Walker v. John Smith, T.
Personal Injury Action.
(Decided February 8, 1917.
74 South. 451.)
1. Municipal Corporations; Use of Sidewalks; Right of Pedestrians; Use by Abutting Owner. — A pedestrian has the right to use the entire width of the sidewalk subject to reasonable and necessary limitations, among them the right of an abutting property owner to use the sidewalk in front of his premises when reasonably necessary for loading and unloading his goods and merchandise.
2. Municipal Corporations; Injury on Sidewalk; Contributory Negligence. —Though a pedestrian can assume that the sidewalks are in proper condition for travel and need not be on the lookout for obstructions, he may be guilty of contributory negligence if he sees the defect and with knowledge thereof walks thereon rather than to choose a safe place which is qually open and obvious.
3. Appeal and Error; Harmless Error; Sustaining Pleas; Cure by Evidence. — Error in sustaining pleas of contributory negligence to a count alleging wanton injury is harmless, where .the undisputed evidence shows that there was no wanton injury. ' •
4. Municipal Corporations; Injury on Sidewalk; Liability of Abutting Owner; Evidence; Wanton Injury. — Where the undisputed evidence showed that defendant was using the sidewalk in front of his premises only temporarily to transport cotton seed meal from drays into his store and there was conflicting evidence as to whether all of the meal which sifted out while being transported had been swept from the walk, there was no evidence to support a recovery for wanton injury to a pedestrian who slipped and fell on the walk.
5. Trial; Instructions; Applicability to Evidence. — In an action for injuries to a pedestrian which she alleged resulted from the abutting owner’s negligence in permitting cotton seed meal to remain on the sidewalk, a requested charge that if plaintiff was injured because of meal deposited on the sidewalk by defendant’s employeés while trucking cotton seed meal over the walk, and she was not negligent, she is entitled to recover was properly refused, as authorizing a recovery without regard to negligence of the defendant.

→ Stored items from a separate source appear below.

PR #15952, opened 2021-06-15
test: Re-fix image-prepare with --overlay

martinpitt:
Commit 779d7f08936ba caused three regressions:

 * Crash with `UnboundLocalError: local variable 'qcow2_image' referenced before assignment`
   with `--overlay`, if the target image was already existing (as it
   happens with preparing the `dnf-copr` scenario). In that case
   prepare_install_image() does not create any new overlay, so return
   None instead.

 * Crash due to the target symlinking already existing with `--overlay`,
   as the previous os.unlink() was not moved along with the os.symlink()
   move.

 * `VirtMachine` needs to be called on the .qcow2 overlay file
   instead of the target symlink, as the latter does not exist yet
   without `--overlay`.

Factorize the logic into a new finalize_image().

Also rename the return vaules of prepare_install_image() to something
more descriptive.

-----

I tested this with three scenarios:

 * No existing test/images/, standard `test/image-prepare fedora-34`
 * Install-only with pre-built rpms: `test/image-prepare -vI fedora-34`
 * dnf-copr-like scenario with existing image and `--overlay`:

       bots/image-customize -v --run-command 'touch /pwned' fedora-34
       test/image-prepare -qv --overlay fedora-34

These now all behave as expected. I will also trigger an additional dnf-copr scenario here, which is the one that broke in https://github.com/cockpit-project/bots/pull/2114

### DIFF
--- a/test/image-prepare
+++ b/test/image-prepare
@@ -119,9 +119,9 @@ def prepare_install_image(base_image, overlay=False):
         subprocess.check_call(["qemu-img", "create", "-q", "-f", "qcow2",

6. Appeal and Error; Presenting Questions Below; Misleading Instructions; Request for Fuller Instruction;.“Apparent.” — In an action against an abutting property owner for injury caused by plaintiff falling on the sidewalk, the giving of a requested charge on contributory negligence which failed to state knowledge or notice to the plaintiff of the slippery condition of the walk, but did state that such condition must have been open and apparent to plaintiff, was not reversible error, since one definition of “apparent” is clear or manifest to the understanding; plain, evident, obvious, known, and, if the instruction was misleading, plaintiff could have asked an explanatory charge.
7. Appeal and Error; Harmless Error; Admission of Evidence; Effect of Verdict. — Error relating to evidence as to the extent of plaintiff’s injuries is harmless, where the jury found for defendant and awarded no damages whatever.
8. Evidence; Res Gestae; Statement of Person Injured. — In an action against an abutting property owner for injuries caused by a fall on the sidewalk, testimony that after plaintiff had fallen and a young man from the store came out and helped her up she stated to him, “This is so dangerous,” was not part of the res gestae.
Appeal from Lee Law and Equity Court.
Heard before Hon. Lum Duke.
Action by Maud Walker against John Smith, T. Judgment for the defendant, and plaintiff appeals.
Affirmed.
Suit by appellant (plaintiff in court below) against the defendant for recovery of damages sustained by her in a fall on the sidewalk in front of defendant’s mercantile store, or warehouse, in the city of Opelika. Jury and verdict for the defendant.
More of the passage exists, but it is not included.